The First Critique: Does E’rybody Have to be Historians or Literary Studies Scholars?

Since I neither claim to be a literary scholar nor a historian, I found no reason to deny the first (and by far most consistent) critique of this paper. This paper is not good intellectual history. And, plainly speaking, it is terrible literary criticism. Let me say this, for the record, I am neither an intellectual historian, nor a literary critic. And, with all due respect to those people who do these things well, I have no desire to be.

Hardison detected that she and I are coming to the same sets of problems with different trainings, different habits of attention, and, quite frankly, different projects. Because, no, I am not a literary critic. Hardison acknowledges our different orientations when she writes:

Whereas Dotson theorizes Jane Crow by outlining social features facilitating black women’s ‘unknowability,’ in literary studies, we might say black women’s ‘unknowability’ is actually a matter of audience, and more importantly, a problem of reception. (2018, 57)

Another place where differences in our respective approaches is foreshadowed is in the very first line of Hardison’s reply when she writes, “To acknowledge Jane Crow…is not the same as understanding how black women’s subjugation works – or why it persists,” (2018, 56). From the very first line, I was put at ease with Hardison’s commentary. Because however much we might disagree or agree, at least, she recognized my actual project. I treat Murray like a philosopher. In accordance with philosopher stone rules, e.g. like an element from which composite understandings can be derived. It was clear to me that even among Black feminist academics, potential audiences for this paper were simply unused to the kinds of flights of fancy that taking Black women as philosophers requires.[1]

Hardison didn’t have this problem at all. In other words, Hardison was, for me, a “brown girl’s heart” to receive what I was trying to articulate. For that I am so very grateful to her. I believe that Hardison understood what I was trying to do. I was treating Pauli Murray the way I would be allowed to treat any theoretical white dude. Like her work should be able to inspire more work with family resemblances. I treated Murray like there could and should be Murray-ians. And it was this move that I utterly refused to compromise on. It was also the move that inspired, in my estimation, the most resistance from anonymous reviewers. But Hardison got it. But, then, of course, she would get it. She does the same thing in her book, Writing Through Jane Crow (Hardison 2014). We treat Murray like a philosopher.
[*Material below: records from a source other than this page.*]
PR #211, opened 2021-09-08
CBC SDK - add high-level tests (Recommendations)

abowersox-cb:
## Pull request checklist

https://jira.carbonblack.local/browse/CBAPI-2617

## Pull Request Description

UAT script for the Recommendations API

- [ ] Yes
- [x] No

## How Has This Been Tested?

This _is_ a test. It's been run against Dev01 successfully.

### DIFF
--- a/src/tests/uat/recommendation_uat.py
+++ b/src/tests/uat/recommendation_uat.py
@@ -1,0 +1,192 @@
+#!/usr/bin/env python
+# *******************************************************
+# Copyright (c) VMware, Inc. 2020-2021. All Rights Reserved.
+# SPDX-License-Identifier: MIT
+# *******************************************************
+# *
+# * DISCLAIMER. THIS PROGRAM IS PROVIDED TO YOU "AS IS" WITHOUT
+# * WARRANTIES OR CONDITIONS OF ANY KIND, WHETHER ORAL OR WRITTEN,
+# * EXPRESS OR IMPLIED. THE AUTHOR SPECIFICALLY DISCLAIMS ANY IMPLIED
+# * WARRANTIES OR CONDITIONS OF MERCHANTABILITY, SATISFACTORY QUALITY,
+# * NON-INFRINGEMENT AND FITNESS FOR A PARTICULAR PURPOSE.
+
+"""
+The following API calls are tested in this script.
+
+For the validation CBC API requests are used.
+
+To execute, a profile must be provided using the standard CBC Credentials.
+
+Recommendations:
+* Search Recommendations
+
+The following API calls were not covered:
+* Recommendation Workflow
+"""
+
+import sys
+import requests
+from cbc_sdk.helpers import build_cli_parser, get_cb_cloud_object
+from cbc_sdk.endpoint_standard import Recommendation
+
+
+def compare_impact(impact, raw_data):
+    """
+    Compare a RecommendationImpact object against the data that should represent it.
+
+    Args:
+        impact (RecommendationImpact): The RecommendationImpact object to compare.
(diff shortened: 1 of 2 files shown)


emitreva-cb (approved):

src/tests/uat/recommendation_uat.py
```diff
@@ -0,0 +1,192 @@
...
+
+def compare_impact(impact, raw_data):
+    """
+    Compare a RecommendationImpact object against the data that should represent it.
+
+    Args:
+        impact (RecommendationImpact): The RecommendationImpact object to compare.
+        raw_data (dict): The dictionary containing what should be the same data.
+    """
+    assert impact.event_count == raw_data['event_count']
```
gyanitsa-cb, line 41: Please, add error messages to be displayed in the console upon failure instead of a thrown error (for all asserts).

gyanitsa-cb:
Can we take actions on recommendations via the SDK? Like accepting, rejecting, ...

abowersox-cb:
> Can we take actions on recommendations via the SDK? Like accepting, rejecting

Yes. See the `accept`, `reject`, and `reset` methods on `Recommendation`.

> And can we create a recommendation via the SDK?

No. Recommendations are automatically created on the server.

> If yes, it's good to include a check for creating a recommendation and acting upon it.

We can't check the "recommendation workflow" API in a script because it doesn't return anything except a 204 No Content.

gyanitsa-cb:
Thanks, Amy! Great job :)

src/tests/uat/recommendation_uat.py
abowersox-cb: I had to rewrite most of the script, but I think I've given you what you want.

avanbrunt-cb:
@abowersox-cb The `ref_id` in the workflow sub resource for an ACCEPTED recommendation will point to the added reputation override created. This could be used to verify the recommendation was applied. The same could go for a RESET with the reputation override being deleted. As for REJECTED we could verify the workflow is updated.

See https://developer.carbonblack.com/reference/carbon-black-cloud/cb-defense/latest/recommendation-api/#workflow
```
Reference id for an ACCEPTED Recommendation which is the id of the created Reputation Override
```

abowersox-cb:
@avanbrunt-cb OK, but that's more complicated than a simple UAT script would suggest. Also, it requires that you actually _have_ an available recommendation on the server, and, this morning, as I was running the script, I couldn't find recommendations on _any_ environment I have access to. Even on DEV01, where I swear there were actual recommendations a week or two ago, because I used the output (as received via Postman) as a template for setting up my mock responses for unit tests.

avanbrunt-cb:
@abowersox-cb This is a good raise that we need a valid environment to test against. I would challenge that a `simple UAT script` should cover the entire flow which includes taking the actions and verifying they are completed correctly.

gyanitsa-cb:
I'm concerned about performing actions on a recommendation that we have not created with the test because we can't guarantee it won't affect another test running at the same time. And I totally agree that we need a valid environment that we can safely modify. I have some ideas in this direction that I want to research once we release the QRadar app.

src/tests/uat/recommendation_uat.py
gyanitsa-cb: The good thing now is that the test will go through all the checks before exiting but in case of failure it won't tell you which check failed which means failures will take more time to investigate. The initial way you proposed seems more readable. What do you think about using:
assert <expression>, <error_message>
It will end the test on the first failure but will give more user-friendly error and will be more readable.

abowersox-cb:
Withdrawing this pull request because this is going to require some serious rework to comply with everything that is wanted.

The performance of Hardison’s commentary accords very much with the existence of (and necessity of) “an empathetic black female audience” (Hardison 2018, 59). And what is uncovered between us is a great deal of agreement between her positions and my own and a potential disagreement. At this point, Hardison and I can talk to each other. But I want to draw attention to the fact it is Hardison’s commentary that sets the stage for this exchange in a way where our convergences and divergences can be fruitfully explored. And that is no easy feat. Hats off to Hardison. I am deeply grateful for her work here.

The Second Critique: Black Women’s Literary Production vs. Jane Crow Dynamics

The second most common critique of “Theorizing Jane Crow” concerned skepticism about whether US Black women could be understood as unknowable in the face of US Black women’s literary production. It was only in reading Hardison’s commentary that I realized, I may have misunderstood part of the critiques being leveled at me from (again) anonymous reviewers that were most likely Black feminist academics themselves. One might have misread my essay to say that Black women never afford each other the kind of empathetic audiences that are needed to render them, broadly speaking, knowable in hegemonic and counterhegemonic spaces. That the Black community at large never extends such empathy.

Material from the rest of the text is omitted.